Issue #17044, opened 2023-10-27
Update of Fakespot design and string to accomodate for localizations


Delphine:
Currently, this string (and the design) doesn't work for most languages:
String ID: `Shopping.OptInCard.Disclaimer.Title.v120`
String: `By selecting “Yes, Try It” you agree to the %@:`

What comes after the colon are buttons reading "Privacy policy" and "Terms and conditions" (see screenshot) - so the way the current string and design are constructed assume that languages work like English in terms of plurals and construction of sentences, which is rarely the case. Since the sentence is in isolation, that results in even more awkward translations.

On Android, the design worked around and used this string: `By selecting “Yes, try it” you agree to %1$s by Mozilla’s %2$s and %3$s.`, where the first parameter is the Fakespot product name, and the following parameters are for clickable texts defined in review_quality_check_contextual_onboarding_privacy_policy and review_quality_check_contextual_onboarding_terms_use. (and all this is called out in l10n comments for clarity).
Note: I know the "Fakespot by Mozilla" will get updated to "Fakespot" in Android, but the workaround remains the same

Should we update the design and string like in Android to fix this?

Cc ewachowiak and klowermoz for Content Design input, and CC thatswinnie for iOS dev visibility.
![Contextual Onboarding](https://github.com/mozilla-mobile/firefox-ios/assets/399020/309d7662-ca9f-49eb-a039-8735ade26a19)

┆Issue is synchronized with this [Jira Task](https://mozilla-hub.atlassian.net/browse/FXIOS-7642)

klowermoz:
Hi @Delphine - We are actually planning to change the Android strings to be more like iOS because of an accessibility issue with having both links in one sentence. (And, for iOS having two links in one sentence is not possible from an eng standpoint.)

Would any of the following phrasings be 'better'? Or, is the colon followed by a list of items generally NOT going to work for localization?
 
1
By selecting "Yes, Try It" you agree to:
Fakespot's privacy policy
Fakespot's terms of use 

2
By selecting "Yes, Try It" you agree to these items:
Fakespot's privacy policy
Fakespot's terms of use

3
By selecting "Yes, Try It" you agree to the following from Fakespot:
Privacy policy
Terms of use

Delphine:
I think that option 3 avoids most possible issues with plural/gender/sentence construction, and is easier to workaround.
The trade-off is that it's a bit longer and may require more text space. If space is a concern, option 2 is a good compromise.

[...]

PR #17131, opened 2023-11-02
Refactor FXIOS-7642 [v120] Update of Fakespot design and string to accomodate for localizations

thatswinnie:
## :scroll: Tickets
[Jira ticket](https://mozilla-hub.atlassian.net/browse/FXIOS-7642)
[Github issue](https://github.com/mozilla-mobile/firefox-ios/issues/17044)

## :bulb: Description
Updates the disclaimer string and the button spacing.
Simulator Screenshot - iPhone 15 Pro - 2023-11-02 at 11 14 53

## :pencil: Checklist


PARAIPAN9 (approved):

razvanlitianu (approved):

Client/Frontend/Strings.swift
```diff
@@ -3897,10 +3897,10 @@ extension String {
             value: "Learn more",
             comment: "Label for the Learn more button in the Shopping Experience Opt In onboarding Card (Fakespot)")
         public static let OptInCardDisclaimerText = MZLocalizedString(
-            key: "Shopping.OptInCard.Disclaimer.Title.v120",
+            key: "Shopping.OptInCard.Disclaimer.Text.v120",
```
lmarceau, line 3900: That means we should backport this PR to 120 as well 🤔 ? Cause that string will be deleted in the 120 release otherwise if we don't. Unless we don't care since this string won't be accessible to public yet?

thatswinnie: Yes, this needs to be backported. But as Fakespot will only be released for en-US this change shouldn't have an impact on the user experience because of missing translations.

Delphine: I am checking because I'm not sure about the latest statement. For example, I'm in the USA but I use Firefox for Android in French. These strings have all been translated in French. So I would assume I would get the experiment translated in French. Can we have someone verify this? Will also ask in Fakespot mobile channel

Delphine: Confirmed on Slack that this is just targeted to en-US users. So this should be good to go. Thanks for your patience :)

Delphine (approved):
string LGTM! thanks

lmarceau (approved):

thatswinnie:

Issue #13376, opened 2023-02-27
Remove SwiftyJSON from KeychainCache.swift


data-sync-user:
* Remove SwiftyJSON dependency
* Adjust any unit tests where needed
* Add unit tests to cover code not covered

┆Issue is synchronized with this [Jira Task](https://mozilla-hub.atlassian.net/browse/FXIOS-5858)

PR #17149, opened 2023-11-03
Refactor FXIOS-5858 [v121] Remove SwiftyJSON from KeychainCache.swift

imsanchit:
## :scroll: Tickets
[Jira ticket](https://mozilla-hub.atlassian.net/browse/FXIOS-5858)
[Github issue](https://github.com/mozilla-mobile/firefox-ios/issues/13376)

## :pencil: Checklist

### DIFF
--- a/Shared/Extensions/String+Extension.swift
+++ b/Shared/Extensions/String+Extension.swift
@@ -35,13 +35,6 @@ public extension String {
         return data.sha256
     }
 
-    var jsonDictionary: [String: Any]? {
-        if let data = data(using: .utf8) {
-            return try? JSONSerialization.jsonObject(with: data, options: []) as? [String: Any]
-        }
-        return nil
-    }
-
     var utf8EncodedData: Data {
         return data(using: .utf8, allowLossyConversion: false)!
     }
--- a/Shared/Extensions/String+Extension.swift
+++ b/Shared/Extensions/String+Extension.swift
@@ -35,6 +35,13 @@ public extension String {
         return data.sha256
     }
 
+    var jsonDictionary: [String: Any]? {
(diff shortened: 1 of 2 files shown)


adudenamedruby (changes requested):
Heya. We're trying to move away from using extensions, especially if they're being used in only one place. If we could bring the unwrap into the file, that'd be awesome. Then we can split that if let on multiple lines to clarify what's happening for all the unwraps.

Also, we're trying to move away from single character variables. I know you didn't write it, but if you could replace that with `string` or something actually descriptive lol

imsanchit:
Hey @adudenamedruby, refactored it a bit, please have a look.

adudenamedruby (changes requested):
This looks good. One more change is needed though. Reading this is a bit weird because the fail case is so removed from the if statement and this ends up in a pyramid of doom. However, it looks pretty easy to fix: all the `if let`s get converted to `guard let`s, where the else clause is the logger statements bringing everything together neatly making it much easier to read.

Then the missing case
```swift
// Fall through to missing.
        logger.log("Failed to read \(branch) from Keychain.",
                   level: .warning,
                   category: .storage)
        let label = label ?? Bytes.generateGUID()
        return KeychainCache(branch: branch, label: label, value: defaultValue)
```
gets put into its own function and called in the guard's `else` block after the logger.

This keeps the end of the function as the happy return path, and the beginning of the function as the preconditional setup for getting the right information with easy to follow error handling.

imsanchit:
Please have a look if this is what we're looking for.

adudenamedruby (approved):
🙌 

amaze! ty so much for your contribution!

PR #17157, opened 2023-11-03
Bugfix FXIOS-7681 [v120] Update reader mode with DOMPurify

lmarceau:
## :scroll: Tickets
[Jira ticket](https://mozilla-hub.atlassian.net/browse/FXIOS-7681)

## :bulb: Description
- Bump [Readability](https://github.com/mozilla/readability/tags) to latest version
- Add [DOMPurify](https://github.com/cure53/DOMPurify/blob/main/LICENSE) to ReaderMode.js, also adding into our license

## :pencil: Checklist
You have to check all boxes before merging
- [X] Filled in the above information (tickets numbers and description of your work)
- [X] Updated the PR name to follow our [PR naming guidelines](https://github.com/mozilla-mobile/firefox-ios/wiki/Pull-Request-Naming-Guide)
- [ ] Wrote unit tests and/or ensured the tests suite is passing
- [ ] When working on UI, I checked and implemented accessibility (minimum Dynamic Text and VoiceOver)
- [ ] If needed I updated documentation / comments for complex code and public methods

PR #17158, opened 2023-11-03
Bugfix FXIOS-7648 [v120] Adding byline escape

lmarceau:
## :scroll: Tickets
[Jira ticket](https://mozilla-hub.atlassian.net/browse/FXIOS-7648)

## :bulb: Description
Adding byline escape in reader mode

## :pencil: Checklist

### DIFF
--- a/Client/Frontend/UserContent/UserScripts/MainFrame/AtDocumentStart/ReaderMode.js
+++ b/Client/Frontend/UserContent/UserScripts/MainFrame/AtDocumentStart/ReaderMode.js
@@ -79,6 +79,8 @@ function checkReadability() {
       readabilityResult.title = escapeHTML(readabilityResult.title);
       // Sanitize the credits to prevent a malicious page from inserting HTML in the `<credits>`.
       readabilityResult.credits = escapeHTML(readabilityResult.credits);
+      // Sanitize the byline to prevent a malicious page from inserting HTML in the `<byline>`.
+      readabilityResult.byline = escapeHTML(readabilityResult.byline);
 
       debug({Type: "ReaderModeStateChange", Value: readabilityResult !== null ? "Available" : "Unavailable"});
       webkit.messageHandlers.readerModeMessageHandler.postMessage({Type: "ReaderModeStateChange", Value: readabilityResult !== null ? "Available" : "Unavailable"});
--- a/Client/Frontend/UserContent/UserScripts/MainFrame/AtDocumentStart/ReaderMode.js
+++ b/Client/Frontend/UserContent/UserScripts/MainFrame/AtDocumentStart/ReaderMode.js
@@ -77,8 +77,6 @@ function checkReadability() {
 
       // Sanitize the title to prevent a malicious page from inserting HTML in the `<title>`.
       readabilityResult.title = escapeHTML(readabilityResult.title);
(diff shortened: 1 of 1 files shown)


nbhasin2 (approved):

Client/Frontend/UserContent/UserScripts/MainFrame/AtDocumentStart/ReaderMode.js
```diff
@@ -79,6 +79,8 @@ function checkReadability() {
       readabilityResult.title = escapeHTML(readabilityResult.title);
       // Sanitize the credits to prevent a malicious page from inserting HTML in the `<credits>`.
       readabilityResult.credits = escapeHTML(readabilityResult.credits);
```
issammani, line 81: I just noticed that `credits` is always undefined. It seems that it's [not returned](https://github.com/mozilla/readability/blob/main/README.md?plain=1#L41-L53) by the API ( maybe it legacy field ? )

Client/Frontend/UserContent/UserScripts/MainFrame/AtDocumentStart/ReaderMode.js
```diff
@@ -79,6 +79,8 @@ function checkReadability() {
...
+      // Sanitize the byline to prevent a malicious page from inserting HTML in the `<byline>`.
+      readabilityResult.byline = escapeHTML(readabilityResult.byline);
```
issammani, line 83: Since we are using DOMPurifier in https://github.com/mozilla-mobile/firefox-ios/pull/17157. I think we can safely remove the escapeHTML calls and definition since this will be handled for us by DOMPurifier. What do you think ?

issammani (approved):
LGTM ! I left two comments, but nothing blocking.

Client/Frontend/UserContent/UserScripts/MainFrame/AtDocumentStart/ReaderMode.js
lmarceau: I'm not sure why, but if I don't then the bug is still reproducible from the steps listed in the Bugzilla (even using DOMPurify) 🤔 So unless I am missing something looks like we need to still do this `escapeHTML` on the `byline`

issammani: So I just went through the payload in bugzilla. The problem in that payload is this line:

`<a href="https://csrf.jp/2023/uuidkey_stealer.php" referrerpolicy="unsafe-url">Click Me!!</a>`

The `unsafe-url` referrer policy allows to send extra information in particular `uuidKey` in this case. When using DomPurify this is stripped and all that's left is 

`<a href="https://csrf.jp/2023/uuidkey_stealer.php">Click Me!!</a>`

So while the page is still redirected to that site, nothing happens other than that. I also double checked the network request and the referrer header is not present when using DOMPurify.

### Without DOMPurify
before

### With DOMPurify
after

lmarceau: Conversation continued on Slack

issammani: Following our conversation in slack. This is good to go. Thanks 😄

lmarceau:

PR #175, opened 2020-05-26
Check release date in AutoFreezer

HebaruSan:
## Problems

The AutoFreezer from #96 has itself been in cryofreeze due to mass-update changes:

- KSP-CKAN/CKAN#2760
- KSP-CKAN/CKAN#2922
- KSP-CKAN/CKAN#2942
- KSP-CKAN/CKAN#3061
- KSP-CKAN/NetKAN#7542 through KSP-CKAN/NetKAN#7598

It uses `ModStatus.last_indexed` to detect idle mods, so anytime we re-index a mod due to a change in how we generate metadata, we effectively fool the AutoFreezer into thinking that the mod was just updated. In reality we should be checking when the most recent release came out.

## Background

After KSP-CKAN/CKAN#3059, we will be capturing mods' release dates in metadata. They will pass through the Indexer on their way to CKAN-meta.

## Changes

- Now `Ckan` parses `release_date` into a `datetime` object
- Now `ModStatus` has a `release_date` property
- Now the Indexer copies `Ckan.release_date` into `ModStatus.release_date`
- Now the AutoFreezer's `_too_old` check looks at `release_date` if it's defined and falls back to `last_indexed` otherwise

This way we will be able to detect idle mods again.

### DIFF
--- a/netkan/netkan/metadata.py
+++ b/netkan/netkan/metadata.py
@@ -6,6 +6,7 @@ from hashlib import sha1
 import uuid
 import urllib.parse
 import github
+import dateutil.parser
 from typing import Optional, List, Tuple, Union, Any, Dict
 
 
@@ -253,6 +254,9 @@ class Ckan:
         'application/x-compressed-tar': 'tar.gz',
         'application/zip':              'zip',
     }
+    ISODATETIME_PROPERTIES = [
+        'release_date'
+    ]
 
     def __init__(self, filename: Union[str, Path] = None, contents: str = None) -> None:
         if filename:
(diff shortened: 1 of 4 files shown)


netkan/netkan/metadata.py
```diff
@@ -94,14 +95,27 @@ class Ckan:
...
+        self._raw = json.loads(self.contents, object_hook=self._custom_parser)
+
+    def _custom_parser(self, dct):
+        # Special handling for DateTime fields
+        for k in self.ISODATETIME_PROPERTIES:
+            if k in dct:
+                try:
+                    dct[k] = dateutil.parser.isoparse(dct[k])
+                except:
+                    pass
```
techman83, line 117: That's a pretty broad catch, probably ok here, but can lead to hiding errors we didn't expect.

HebaruSan: Yeah, that's intentional. Don't want the whole thing to come to a screeching halt because there's some problem parsing a date string. If that happens, it'll just leave the string in the dict, which is fine.

HebaruSan:
Waiting on KSP-CKAN/CKAN#3059, which is waiting on KSP-SpaceDock/SpaceDock#265 to go live in production (currently merged to alpha).

HebaruSan:
Those PRs are now merged, so we're about to have a big wave of `release_date` getting set. I want to watch how that goes before merging this.

PR #177, opened 2020-05-30
Webhook to generate metapackages for SpaceDock

HebaruSan:
## Motivation

SpaceDock has a modpack feature (internally called `ModList`), which doesn't do a lot today. Users can create a "pack" and add mods to it, but all this does is show those mods in one listing with separate Download buttons:

image

@V1TA5 is interested in adding functionality to make this more useful. One idea was to allow users to download a .ckan file for a modpack. SpaceDock can't do this by itself because it only has the SpaceDock id numbers for each mod, not the CKAN module identifiers.

## Changes

Now a new `/sd/metapackage` accepts a form list parameter of `mod_ids`, as well as form parameters for `name` and `abstract`, and returns JSON:

```json
{
    "missing": [ List of mod ids that are not in CKAN, in case SD wants to raise an error ],
    "metapackage": {
        Contents of .ckan file to install the modpack
    }
}
```

This way SpaceDock has the option to warn users and let them download a partial .ckan file if some modules are missing, or just cancel out.

Note that if multiple netkans share a SpaceDock entry, all will be added to the modpack.

If **no** modules are found, a 404 error is returned instead.

### DIFF
--- a/netkan/netkan/webhooks/__init__.py
+++ b/netkan/netkan/webhooks/__init__.py
@@ -10,6 +10,7 @@ from .errors import errors
 from .inflate import inflate
 from .spacedock_inflate import spacedock_inflate
 from .spacedock_add import spacedock_add
+from .spacedock_metapackage import spacedock_metapackage
 from .github_inflate import github_inflate
 from .github_mirror import github_mirror
 
@@ -28,6 +29,7 @@ class NetkanWebhooks(Flask):
         self.register_blueprint(inflate)
         self.register_blueprint(spacedock_inflate, url_prefix='/sd')
         self.register_blueprint(spacedock_add, url_prefix='/sd')
+        self.register_blueprint(spacedock_metapackage, url_prefix='/sd')
         self.register_blueprint(github_inflate, url_prefix='/gh')
         self.register_blueprint(github_mirror, url_prefix='/gh')
 
--- a/netkan/netkan/webhooks/spacedock_metapackage.py
+++ b/netkan/netkan/webhooks/spacedock_metapackage.py
@@ -1,0 +1,52 @@
+from pathlib import Path
+from flask import Blueprint, current_app, request, jsonify
+from typing import Tuple, Iterable, Dict, Any, List
+
+from ..common import pull_all
+from ..metadata import Netkan
+from ..repos import NetkanRepo
+
+
+spacedock_metapackage = Blueprint('spacedock_metapackage', __name__)  # pylint: disable=invalid-name
+
+
+# For metapackage hook on SpaceDock
+# Handles: https://netkan.ksp-ckan.space/sd/metapackage
+# POST form parameters:
+#     mod_ids:     The mods' ID numbers on SpaceDock
+@spacedock_metapackage.route('/metapackage', methods=['POST'])
+def metapackage_hook() -> Tuple[str, int]:
+    # Make sure our NetKAN and CKAN-meta repos are up to date
+    pull_all(current_app.config['repos'])
+    # Get the relevant netkans
+    sd_ids = request.form.getlist('mod_ids')
+    nks = find_netkans(current_app.config['nk_repo'], sd_ids)
+    if nks:
+        return jsonify({
+            'missing': not_found(sd_ids, nks),
+            'metapackage': mk_metapackage(nks, request.form.get('name', ''), request.form.get('abstract', '')),
+        }), 204
+    return 'No such modules', 404
+
+
+def mk_metapackage(netkans: Iterable[Netkan], name: str, abstract: str) -> Dict[str, Any]:
+    return {
+        'spec_version': 'v1.4',
+        'identifier': 'spacedock_metapackage',
+        'name': name,
+        'abstract': abstract,
+        'kind': 'metapackage',
+        'version': '1.0',
+        'license': 'unknown',
+        'depends': [{'name': nk.identifier} for nk in netkans]
+    }
+
+
+def find_netkans(nk_repo: NetkanRepo, sd_ids: List[str]) -> List[Netkan]:
+    return [nk for nk in nk_repo.netkans()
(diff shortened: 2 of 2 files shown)


techman83:
Hmm, I'm not 100% sure about this. If I understand correctly, it makes our hooks server an integral part of Spacedock's production workflow, with a function that isn't guaranteed to be reliable or fast. This could make troubleshooting a little hazy and potentially result in failures for end users.

Could Spacedock consume/cache our metadata to figure this out? We could add a webhook notification to let SD know when it's changed.

HebaruSan:
> Could Spacedock consume/cache our metadata to figure this out?

If I'm understanding this suggestion correctly, it would involve embedding the following knowledge in SpaceDock-owned code:

- Format of CKAN's metadata
- Structure of NetKAN repo
- The mapping from SpaceDock IDs to CKAN identifiers (which we just recently finished moving over to the CKAN side)
- Format of a metapackage

I think that all belongs in CKAN-owned code. It's implementation details of our stuff that shouldn't be tightly coupled to other projects.

So is the concern that we might slow down SpaceDock? Or that SpaceDock might overwhelm NetKAN's servers with extra traffic? I'm trying to strategize about how to start getting this back on track. I did work on KSP-SpaceDock/SpaceDock#293 recently, so modpacks should be less egregiously awful soon, but they could still use a "killer app" to make them really useful.

techman83:
> If I'm understanding this suggestion correctly, it would involve embedding the following knowledge in SpaceDock-owned code:
>
> Format of CKAN's metadata

The CKAN spec is known, consistent and well documented. It is designed to be consumable by any client.

> Structure of NetKAN repo

I'm not 100% across why this is needed?

> The mapping from SpaceDock IDs to CKAN identifiers (which we just recently finished moving over to the CKAN side)
> Format of a metapackage
> I think that all belongs in CKAN-owned code. It's implementation details of our stuff that shouldn't be tightly coupled to other projects.
>
> So is the concern that we might slow down SpaceDock? Or that SpaceDock might overwhelm NetKAN's servers with extra traffic?

This is a pretty big change from being an indexing service to an API provider used by end users. The service is _not_ architected with that in mind. If the webhooks go down for a short period, it's annoying, but it's not impacting anyone's ability to do the thing they want to do. Not only that, it's not rate limited, load balanced, redundant or multi-threaded. We'd probably want run a separate service, with it's own workers, own config. The webhooks also have limited but privileged access to our repos, github etc etc, which is locked down to only allow spacedock + github.

I'm not opposed to the concept as a whole. If as a project, we want to provide this service, we should make a conscious and deliberate decision to do so. We would want to step back and do some policy and technical design before throwing another endpoint into the webhooks.

Solid idea and I think it's a good one. Let's flesh it out and fully understand the requirements and consequences of running the service.

HebaruSan:
OK thanks, that makes sense. Pulling out the key points as notes to self for future reference:

- Rate limiting
- Load balancing
- Redundancy
- Multi-threading
- Separate service
  - Its own workers
  - Its own config

> The webhooks also have limited but privileged access to our repos, github etc etc, which is locked down to only allow spacedock + github.

For what it's worth, as I had imagined it, this would have continued to be the case. The user would have clicked a download link in SpaceDock, which would have gone to a route on SpaceDock's web server; _SpaceDock_, on the server side, would then have contacted the CKAN-owned server (whether it's the current NetKAN-Infra webhooks or some new service), received the result, and returned the result back to the user. I definitely am **not** proposing to open the NetKAN-Infra webhooks up to wide public access.

> If the webhooks go down for a short period, it's annoying, but it's not impacting anyone's ability to do the thing they want to do.

Continuing to brainstorm, did we discuss the possibility of doing this communication after a user saves a mod pack on SpaceDock, rather than on the fly at download? The SpaceDock database could add a `ModList.metapackage` column to store JSON received from NetKAN-Infra, update it in a background task when the mod pack changes, and then serve that up to users clicking the download link immediately. SpaceDock could manage a simple queue locally to re-try failed requests. This should keep the potential delay out of workflows and ensure that even a very popular mod pack would only need one request to CKAN. Does that address any of the concerns about reliability or load balancing?

techman83:
> OK thanks, that makes sense. Pulling out the key points as notes to self for future reference:
> 
> * Rate limiting
> * Load balancing
> * Redundancy
> * Multi-threading
> * Separate service
>   * Its own workers
>   * Its own config

Yep those are the important things to think about.

> For what it's worth, as I had imagined it, this would have continued to be the case. The user would have clicked a download link in SpaceDock, which would have gone to a route on SpaceDock's web server; _SpaceDock_, on the server side, would then have contacted the CKAN-owned server (whether it's the current NetKAN-Infra webhooks or some new service), received the result, and returned the result back to the user. I definitely am **not** proposing to open the NetKAN-Infra webhooks up to wide public access.
> 

Cool, that's probably a good approach for now. I would love to expand things more widely, but we'd have to do a whole lot of work to ensure things are secure, scale nicely and are reliable.

> Continuing to brainstorm, did we discuss the possibility of doing this communication after a user saves a mod pack on SpaceDock, rather than on the fly at download? The SpaceDock database could add a `ModList.metapackage` column to store JSON received from NetKAN-Infra, update it in a background task when the mod pack changes, and then serve that up to users clicking the download link immediately. SpaceDock could manage a simple queue locally to re-try failed requests. This should keep the potential delay out of workflows and ensure that even a very popular mod pack would only need one request to CKAN. Does that address any of the concerns about reliability or load balancing?

I think that's a pretty workable approach. Ultimately this is an in kind feature for SpaceDock and our service isn't geared up for on-demand end user things. We can always send rate-limiting responses if we needed to and SpaceDock could backoff/retry etc. I don't think we'd need to implement it on the first pass though. 

It would be nice if this were spun up as a separate container (we can use nginx to host it under a separate path like we did the legacy hooks), as we probably don't want to clash with the webhooks. But we're also almost at capacity on the instance.

PR #178, opened 2020-06-01
Refactor/repo interactions

techman83:
# Problem
We use the Repo class directly absolutely everywhere, along with lots of common operations. This makes considering switching git abstractions daunting.

This was a consequence of the organic development of an initial indexer replacement, to a massive improvement and increase in the number of things our automated indexing service is able to do. 

One of the big problems we currently have is our git interactions are IO heavy, it's hard to say if those are an issue with GitPython or how we're using it. Either way it's quite difficult to assess with the logic sprayed all over the place.

# Proposed Solution
This is very much an early iteration of what we can potentially do to work towards improving our interactions with git.

We have numerous common operations (list not exhaustive) that are common to how we use the repos:
* Commits
* Branching
* Push
* Pull

With the typing improvements, I notice we're returning objects only used in tests. Which in and of itself isn't a big deal, but something we ought to consider.

# Summary
This is a full refactor of the indexer git interactions, major changes as follows

* Indexer no longer accesses `Repo` directly
* `change_branch` context manager a function of `XkanRepo` with some documentation as it wasn't super clear about what it does
* Staged CKANs only branch when the inflation was successful and it involved a metadata change, this is a subtle but relatively major change in operation. Branch changing is a relatively expensive operation IO wise, so it really doesn't make sense to change branches when there is no change to the metadata. As an added bonus this cleans up `process_ckan`
* `download_counter` uses the commit function of CkanMetaRepo
* Some initial tests to ensure using a `nk_dir` / `ckm_dir` weren't broken in the change to a property
* Cleaned up some more of the linter warnings in the Indexer

### DIFF
--- a/netkan/netkan/download_counter.py
+++ b/netkan/netkan/download_counter.py
@@ -129,9 +129,8 @@ class DownloadCounter:
         )
 
     def commit_counts(self) -> None:
-        index = self.ckm_repo.git_repo.index
-        index.add([self.output_file.as_posix()])
-        index.commit(
+        self.ckm_repo.commit(
+            [self.output_file.as_posix()],
             'NetKAN Updating Download Counts'
         )
         logging.info('Download counts changed and commited')
--- a/netkan/netkan/indexer.py
+++ b/netkan/netkan/indexer.py
@@ -5,11 +5,10 @@ from collections import deque
 from datetime import datetime, timezone
 from contextlib import contextmanager
 from dateutil.parser import parse
-from git import GitCommandError, Repo, Commit
-import boto3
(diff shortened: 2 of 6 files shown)


techman83:
> I think the part that consumed IO was contacting the remote to pull the branch. Nice to see that going away with the `metadata_changed` check.

Possibly, I'm not sure. If the if the repo is up to date, there isn't much IO. The old bot only staged when there were changes, so this is a bit of a return to that. Whilst retaining the simplicity of the current staging process.

> I assume we aspire to eventually eliminate all external access to the `.git_repo` properties?

That's absolutely the intention :slightly_smiling_face:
# # # # #
■ **WORK REQUEST**
Please report how many lines of the listing contain the word "NetkanRepo", and include nothing beyond that number.

■ **ANSWER TO THIS TASK**
2